The task. An exact transcription of the lines below, from the first through the one containing "The ideal scenario", is the only output wanted.

Saved entries
PR #1060, opened 2017-11-14
Microserviceify libpostal

### LINKED ISSUE #1030: microserviceify libpostal
Currently the API communicates with libpostal locally which presents 3 issues:

- the API takes extra time to start
- the API cannot be run in clustered mode as each would require its own libpostal expensive instance
- treats libpostal as a special case whereas PiP, interpolation, and placeholder are configured and called as microservices

The ideal scenario would be to move libpostal to an HTTP interface elsewhere and treat it as a microservice call.

trescube:
Fixed #1030 

This PR:

- removes the pelias-text-analyzer dependency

Solution.
PR #1060, opened 2017-11-14
Microserviceify libpostal

### LINKED ISSUE #1030: microserviceify libpostal
Currently the API communicates with libpostal locally which presents 3 issues:

- the API takes extra time to start
- the API cannot be run in clustered mode as each would require its own libpostal expensive instance
- treats libpostal as a special case whereas PiP, interpolation, and placeholder are configured and called as microservices

The ideal scenario would be to move libpostal to an HTTP interface elsewhere and treat it as a microservice call.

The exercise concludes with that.